PR #1266, opened 2021-07-14
Update repository.py

igramic:
add support for filtering repositories by OS version based on API feature apidoc/v2/repositories/create.html

### DIFF
--- a/plugins/modules/repository.py
+++ b/plugins/modules/repository.py
@@ -332,7 +332,7 @@ def main():
             module.fail_json(msg="({0}) can only be used with content_type 'ansible_collection'".format(",".join(invalid_list)))
 
     if module.foreman_params['content_type'] != 'yum':
-        invalid_list = [key for key in ['ignorable_content'] if key in module.foreman_params]
+        invalid_list = [key for key in ['ignorable_content', 'os_versions'] if key in module.foreman_params]
         if invalid_list:
             module.fail_json(msg="({0}) can only be used with content_type 'yum'".format(",".join(invalid_list)))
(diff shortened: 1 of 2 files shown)


plugins/modules/repository.py
```diff
@@ -203,6 +203,16 @@
       - repositories will be automatically enabled on a registered host subscribed to this product
     type: bool
     required: false
+  os_versions:
+    description:
+      - Identifies whether the repository should be disabled on a client with a non-matching OS version
```
evgeni:
```suggestion
      - Identifies whether the repository should be disabled on a client with a non-matching OS version.
      - A maximum of one OS version can be selected.
      - Set to C([]) to disable filtering again.
```

evgeni (changes requested):
The change itself looks great, thanks!

There is a documentation suggestion inline, plus:
* could you please make the commit message more descriptive (something like "add support for filtering repositories by OS version")?
* could you add a changelog snippet in `changelogs/fragments`? it's supposed to be a `.yml` file with a content like this:
```yaml
minor_changes:
  - repository - <explanation>
```
* as far as I understand, this only works for YUM repos, so probably a good idea to add this parameter to the list in
https://github.com/theforeman/foreman-ansible-modules/blob/070dc2ec059fa65382b6b851c127498062b82022/plugins/modules/repository.py#L321-L324

evgeni:
changes look good to me, Igor wanted to do a few tests with it tomorrow, and then we can merge

evgeni (approved):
◆ ◆ ◆
YOUR OBJECTIVE:
Tally the lines of the listing in which the string "modules" appears, and state the tally alone.

PROBLEM SOLUTION:
4